▶ YOUR TASK
For the word "match", state how many lines of the records include it, with no other text.
==== DATA TO USE ====
PR #12819, opened 2020-04-22
Make dark theme inverted

chrismohr:
#### Pull request checklist

- [x] Include a change request file using `$ yarn change`

#### Description of changes

Setting the `isInverted` flag true on the dark sample theme will result in components rendering as expected on the website.  For example, on the [page for the MessageBar component](https://developer.microsoft.com/en-us/fluentui#/controls/web/messagebar), selecting dark mode does not show the expected colors.

(Note: after this change the colors for message bar in dark mode still won't be ideal, and I'll have a separate PR coming to address that)

###### Microsoft Reviewers: [Open in CodeFlow](http://wpcp.azurewebsites.net/CodeFlowProtocolProxy2.php?pullrequest=https://github.com/microsoft/fluentui/pull/12819)

PR #12267, opened 2020-03-11
MessageBar: update light and dark background colors

marygans:
#### Pull request checklist

- [ ] Addresses an existing issue: Fixes #0000
- [ ] Include a change request file using `$ yarn change`

#### Description of changes
 
Updates to background colors to reflect the current design point of view in light and dark theme.
[Resources](https://developer.microsoft.com/en-us/fabric#/resources) for reference. 

**Before (Light):**
Screen Shot 2020-03-10 at 11 04 31 AM

**Before (Dark):**
Screen Shot 2020-03-10 at 11 05 09 AM

**After(Light):**
Screen Shot 2020-03-10 at 11 04 31 AM

**After(Dark):**
Screen Shot 2020-03-10 at 11 49 32 AM

High Contrast Mode: 

message-bar-high-contrast

###### Microsoft Reviewers: [Open in CodeFlow](http://wpcp.azurewebsites.net/CodeFlowProtocolProxy2.php?pullrequest=https://github.com/OfficeDev/office-ui-fabric-react/pull/12267)

PR #12821, opened 2020-04-22
Update message bar dark theme styles

chrismohr:
#### Pull request checklist

#### Description of changes

Before:
darkBefore

After:
darkAfter

- converted partially transparent colors to non-transparent values (eg. `rgba(255, 200, 10, .2)` => `#FFF4CE`) since we likely want to guarantee adequate contrast ratios regardless of the underlying container background color 

- updated dark mode background colors and icon colors to match designs

- updated light mode severe warning icon color to match designs

- minor refactoring to achieve a bit more code consistency than before; after my changes:
  - the icon and background color are now all independent from the current theme palette colors
  - added semantic slots for the icon colors
  - added semantic slot for severe warning background
  - deprecated unused slots

Happy to do some follow-up work with further guidance.

###### Microsoft Reviewers: [Open in CodeFlow](http://wpcp.azurewebsites.net/CodeFlowProtocolProxy2.php?pullrequest=https://github.com/microsoft/fluentui/pull/12821)

NOTE: There is also a [separate issue I've fixed](https://github.com/microsoft/fluentui/pull/12819) that is preventing the MessageBar from being shown accurately in dark mode on the website.


chrismohr:
The one screener change is expected.  It's the update to the severe warning icon color.

chrismohr:
@ecraig12345 can you review please?

ecraig12345:
Despite being listed as the codeowner, I'm really not the right one to review this. I know @betrue-final-final @phkuo @marygans and @micahgodbolt have worked on or commented on the (many) previous iterations of this change--can you take a look?

packages/office-ui-fabric-react/src/components/MessageBar/MessageBar.styles.ts
```diff
@@ -39,19 +39,20 @@ const getRootBackground = (
...
   semanticColors: ISemanticColors,
+  isInverted: boolean,
 ): string => {
   switch (messageBarType) {
     case MessageBarType.error:
     case MessageBarType.blocked:
       return semanticColors.errorBackground;
     case MessageBarType.severeWarning:
-      return semanticColors.blockingBackground;
+      return isInverted ? '#4F2A0F' : '#FED9CC';
```
phkuo, line 49: don't hardcode colors in components

chrismohr: Hi @phkuo, thanks for taking a look. 

There's already a pretty strong precedent for hardcoding the colors for MessageBar. However, if you'd like me to move these colors elsewhere, or use another approach, please provide some more detailed guidance.

marygans: Hey @chrismohr ! I have a similar [PR(stale)](https://github.com/microsoft/fluentui/pull/12267/files) open for this. You can make new slots in Semantic Slots, for example 'severeWarningBackground' to avoid hard coded values in MessageBar styles directly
====
▶ TASK OUTPUT
2